#### [Records for this exercise]

------------------------------------------------------------

PR #293, opened 2025-09-14
Handle overrides in element group derivation

scootermon:
I have an SVD file with two instances of a peripheral. The second peripheral contains the same registers, but instead of 128 it only has 64. The SVD file uses `derivedFrom` in the second peripheral to inherit these registers but overrides the `<dim>` element. To my surprise, `svd2rust` generated arrays with the same number of elements for both instances.
Well, after following the trail I ended up here and the reason wasn't hard to find.

I saw #283 and the follow up #286, but there's little to no reasoning attached to these PRs.

Looking at the spec [here](https://open-cmsis-pack.github.io/svd-spec/main/elem_registers.html#elem_register) I really don't see a reason why the fields from `dimElementGroup` shouldn't also be overridden.
The `derivedFrom` description reads

> Specify the register name from which to inherit data. Elements specified subsequently override inherited values. 

I can't see a statement about the `dimElementGroup` elements somehow being exempt.

### DIFF
--- a/svd-rs/src/derive_from.rs
+++ b/svd-rs/src/derive_from.rs
@@ -1,6 +1,6 @@
 //! Implementations of DeriveFrom, setting non-explicit fields.
 use crate::{
-    ClusterInfo, EnumeratedValues, FieldInfo, MaybeArray, PeripheralInfo, RegisterInfo,
+    ClusterInfo, DimElement, EnumeratedValues, FieldInfo, MaybeArray, PeripheralInfo, RegisterInfo,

------------------------------------------------------------

#### [What is required]
Every record must be transcribed exactly as written.

#### [Finished task]
PR #293, opened 2025-09-14
Handle overrides in element group derivation

scootermon:
I have an SVD file with two instances of a peripheral. The second peripheral contains the same registers, but instead of 128 it only has 64. The SVD file uses `derivedFrom` in the second peripheral to inherit these registers but overrides the `<dim>` element. To my surprise, `svd2rust` generated arrays with the same number of elements for both instances.
Well, after following the trail I ended up here and the reason wasn't hard to find.

I saw #283 and the follow up #286, but there's little to no reasoning attached to these PRs.

Looking at the spec [here](https://open-cmsis-pack.github.io/svd-spec/main/elem_registers.html#elem_register) I really don't see a reason why the fields from `dimElementGroup` shouldn't also be overridden.
The `derivedFrom` description reads

> Specify the register name from which to inherit data. Elements specified subsequently override inherited values. 

I can't see a statement about the `dimElementGroup` elements somehow being exempt.

### DIFF
--- a/svd-rs/src/derive_from.rs
+++ b/svd-rs/src/derive_from.rs
@@ -1,6 +1,6 @@
 //! Implementations of DeriveFrom, setting non-explicit fields.
 use crate::{
-    ClusterInfo, EnumeratedValues, FieldInfo, MaybeArray, PeripheralInfo, RegisterInfo,
+    ClusterInfo, DimElement, EnumeratedValues, FieldInfo, MaybeArray, PeripheralInfo, RegisterInfo,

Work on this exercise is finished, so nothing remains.